Un peu plus tard, je rencontrai un autre ami, à qui je confiais mon désespoir, mon indignation devant tant d’incompréhension : comment mon contradicteur pouvait-il à ce point être victime d’une propagande si grossière et si voyante ? Ne voyait-il pas que l’on était en train d’abuser de ses sentiments, en lui mettant chaque jour en pleine lumière des faits divers sordides (mais heureusement rares), en lui indiquant un ennemi capable de l’entraîner vers la haine des autres, ne connaissait-il pas tous les malheurs que ces techniques de conditionnement avaient déjà engendré, ne comprenait-il pas le jeu des puissants qui veulent détourner l’attention de leurs échecs en désignant d’autres coupables ?
 
Non, il ne pouvait pas comprendre. Il n’a pas, n’a plus la volonté de comprendre. Cela lui ferait trop mal, et remettrait trop de choses en cause sur sa vision du monde.

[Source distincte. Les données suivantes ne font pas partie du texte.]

PR #1358, opened 2016-08-01
ENH: added smoothing to zipline

thewassermann:
smoothing filter added to zipline

### DIFF
--- a/tests/pipeline/test_filter.py
+++ b/tests/pipeline/test_filter.py
@@ -409,7 +409,7 @@ class FilterTestCase(BasePipelineTestCase):
             window_length = 0
 
         strictly_true_filter = StrictlyTrueFilter(
-            inputs=[InputFilter()],
+            inputs=(InputFilter(), ),
             window_length=self.default_shape[0]
         )
 
--- a/tests/pipeline/test_filter.py
+++ b/tests/pipeline/test_filter.py
@@ -21,6 +21,7 @@ from numpy import (
     ones,
     ones_like,
     putmask,
+    reshape,
     rot90,
     sum as np_sum
 )
@@ -398,10 +399,10 @@ class FilterTestCase(BasePipelineTestCase):
     def test_strictly_true_filter(self):
         from zipline.pipeline.filters import StrictlyTrueFilter
 
-        data = full(self.default_shape, True, dtype=bool)
-        # one column all false
-        data[0, 0] = False
-        data[1, 1] = False
+        data = ~eye(N=self.default_shape[0],
+                    M=self.default_shape[1],
+                    k=1,
+                    dtype=bool)
 
         class InputFilter(Filter):
             inputs = ()
@@ -417,11 +418,10 @@ class FilterTestCase(BasePipelineTestCase):
             initial_workspace={InputFilter(): data}
         )
 
-        expected_result = full(self.default_shape[1], True, dtype=bool)
-        expected_result[0] = False
-        expected_result[1] = False
+        expected_result = full(self.default_shape[1], False, dtype=bool)
+        expected_result[0] = True
         check_arrays(
-            results['Filter'].flatten(),
+            reshape(results['Filter'], expected_result.shape[0]),
             expected_result,
         )
 
--- a/tests/pipeline/test_filter.py
+++ b/tests/pipeline/test_filter.py
@@ -410,7 +410,7 @@ class FilterTestCase(BasePipelineTestCase):
 
         strictly_true_filter = StrictlyTrueFilter(
             inputs=(InputFilter(), ),
-            window_length=self.default_shape[0]
+            window_length=(self.default_shape[0]-1)
         )
 
         results = self.run_graph(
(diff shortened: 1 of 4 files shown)


thewassermann:
making docs now. needed to submit pr first to get issue number

zipline/pipeline/filters/filter.py
```diff
@@ -488,3 +489,18 @@ def _compute(self, arrays, dates, assets, mask):
                 asset=self._asset, start_date=dates[0], end_date=dates[-1],
             )
         return out
+
+
+class SmoothingFilter(CustomFilter):
+    """
+    A Filter that requires its inputs to have
+    been True for the last `window_length` days.
+    An integral part of the Q500US methodology
```
ssanderson: This note doesn't belong here.  A reader of Zipline won't necessarily know what Q500US is, and nothing about the behavior here is specific to that project.

zipline/pipeline/filters/filter.py
```diff
@@ -488,3 +489,18 @@ def _compute(self, arrays, dates, assets, mask):
...
+
+    **Default Inputs**: None
+
+    **Default Window Length**: None
+    """
+
+    def compute(self, today, assets, out, arg):
+        out[:] = (sum_(arg, axis=0) == self.window_length)
```
ssanderson: I would probably just use `arg.sum` here instead of the top-level np.sum.

zipline/pipeline/filters/filter.py
```diff
@@ -488,3 +489,18 @@ def _compute(self, arrays, dates, assets, mask):
                 asset=self._asset, start_date=dates[0], end_date=dates[-1],
             )
         return out
+
+
+class SmoothingFilter(CustomFilter):
```
ssanderson: I think we need a more specific name for this.  There are lots of ways we can implement smoothing.  This is one specific way of doing it.

thewassermann: Here are some ideas:
AllTrueInWindowFilter
AllTrueSmoothingFilter
AllTrueFilter
StrictSmoothingFilter
StrictlyTrueFilter

Any of these work/inspire workable ideas?

tests/pipeline/test_filter.py
```diff
@@ -395,6 +395,36 @@ def test_isfinite(self):
         )
         check_arrays(results['isfinite'], isfinite(data))
 
+    def test_smoothing_filter(self):
+        from zipline.pipeline.filters import SmoothingFilter
+
+        data = full(self.default_shape, True, dtype=bool)
+        # one column all false
```
ssanderson: This comment isn't true, you have an array with the first two diagonal values False.

ssanderson: A good test-case for this is `~np.eye(self.default_shape, dtype=bool)`, which gives you `True` values everywhere except the diagonal.

thewassermann: i updated the code but not the comment apparently, ill use np.eye

tests/pipeline/test_filter.py
```diff
@@ -395,6 +395,36 @@ def test_isfinite(self):
...
+        results = self.run_graph(
+            TermGraph({'smoothing': smoothing_filter}),
+            initial_workspace={InputFilter(): data}
+        )
+
+        expected_result = full(self.default_shape[1], True, dtype=bool)
+        expected_result[0] = False
+        expected_result[1] = False
+        check_arrays(
+            results['smoothing'].flatten(),
```
ssanderson: This is losing information.  If `expected_result` was 4 x 4, and the actual output came back as 2 x 8, this wouldn't catch the error.  Instead of flattening here, you should `reshape` expected_result to the shape that's actually expected.

zipline/pipeline/filters/filter.py
```diff
@@ -488,3 +488,17 @@ def _compute(self, arrays, dates, assets, mask):
...
+    A Filter that requires its inputs to have
+    been True for the last `window_length` days.
+
+    **Default Inputs**: None
+
+    **Default Window Length**: None
+    """
+
+    def compute(self, today, assets, out, arg):
+        out[:] = (sum(arg) == self.window_length)
```
ssanderson: This is badly incorrect:
```
In [1]: data = np.arange(25).reshape(5, 5)

In [2]: data
Out[2]:
array([[ 0,  1,  2,  3,  4],
       [ 5,  6,  7,  8,  9],
       [10, 11, 12, 13, 14],
       [15, 16, 17, 18, 19],
       [20, 21, 22, 23, 24]])

In [3]: sum(data)
Out[3]: 300
```

If tests are passing here, then we're missing coverage in a serious way.

thewassermann:
unsure why this is failing the build. have checked all tests and flake8...

thewassermann:
have had a look and run the tests on my machine. looks amazing. ready to merge when the ci tests finish/you give the word

ssanderson:
LGTM

PR #240, opened 2019-05-08
reset uri with every call to find

elrayle:
Fixes a bug where the uri, once set, was used for all subsequent calls involving find by id.

### DIFF
--- a/lib/qa/authorities/linked_data/find_term.rb
+++ b/lib/qa/authorities/linked_data/find_term.rb
@@ -15,8 +15,8 @@ module Qa::Authorities
         @term_config = term_config
       end
 
-      attr_reader :term_config, :full_graph, :filtered_graph, :language, :id, :access_time_s, :normalize_time_s
-      private :full_graph, :filtered_graph, :language, :id, :access_time_s, :normalize_time_s
+      attr_reader :term_config, :full_graph, :filtered_graph, :language, :id, :uri, :access_time_s, :normalize_time_s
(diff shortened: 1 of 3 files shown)


spec/lib/authorities/linked_data/find_term_spec.rb
```diff
@@ -156,6 +161,15 @@
             .to eq ['headings beginning with the word [Scientific;] and subdivision [Science] under ethnic groups and individual wars, e.g. [World War, 1939-1945--Science]']
           expect(results['predicates']['http://www.w3.org/2004/02/skos/core#inScheme']).to eq ['http://id.loc.gov/authorities/subjects']
         end
+
+        it 'has correct primary predicate values for second request' do
+          expect(results[:uri]).to eq 'http://id.loc.gov/authorities/subjects/sh85118553'
+          expect(second_results[:uri]).to eq 'http://id.loc.gov/authorities/subjects/sh1234'
```
elrayle: This test fails before the fix.  The failure is only seen on the second find by id which is why this test checks `results` before checking `second_results`.

lib/qa/authorities/linked_data/find_term.rb
```diff
@@ -80,6 +80,7 @@ def perform_normalization
           return full_graph.dump(:jsonld, standard_prefixes: true) if jsonld?
 
           filter_graph
+          extract_uri
```
elrayle: Extracting the uri here forces the uri to be updated for every call to find based on the current graph represented in `filter_graph`.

Il risquerait de voir que le pouvoir se moque de nous depuis trop longtemps, et que le seul moyen qu’il a trouvé pour le conserver sans risque est de diviser des hommes appauvris, afin qu’ils se battent entre eux, au lieu de se battre contre ceux qui les ont rendu misérables ; ce que Thomas More avait compris il y a bien longtemps déjà  : «  quant à croire que la misère du peuple soit une garantie de sûreté et de paix, l’expérience prouve assez que c’est la plus grande des erreurs. Où y a-t-il plus de bagarres que parmi les mendiants ? Qui est le plus empressé à bouleverser l’état des choses existant, sinon celui qui est mécontent de son lot ? Qui s’élance plus témérairement dans la voie de la révolution que celui qui n’a rien à perdre et qui espère gagner au changement ? Un roi qui serait méprisé et haï de son peuple au point de ne pouvoir tenir ses sujets en respect que par des rigueurs, des extorsions, des confiscations, un roi qui les réduirait à mendier, mieux vaudrait pour lui abdiquer tout d’un coup que d’user de procédés qui lui gardent peut-être la couronne, mais qui lui enlèvent sa grandeur, car la dignité royale consiste à régner sur des gens prospères et heureux, non sur des mendiants. »
 
Enfin, mon ami finit tout de même par mettre un terme à mes réflexions, et les éclaira d’un jour nouveau, en exprimant simplement la vérité des choses : on ne convainc pas un convaincu par des mots, ni par des raisonnements. Mais par la réalité. Pour comprendre l’inconnu, l’autre, il faut le découvrir, le côtoyer...le connaître. Alors il ne sera plus un inconnu, et ne fera donc plus peur.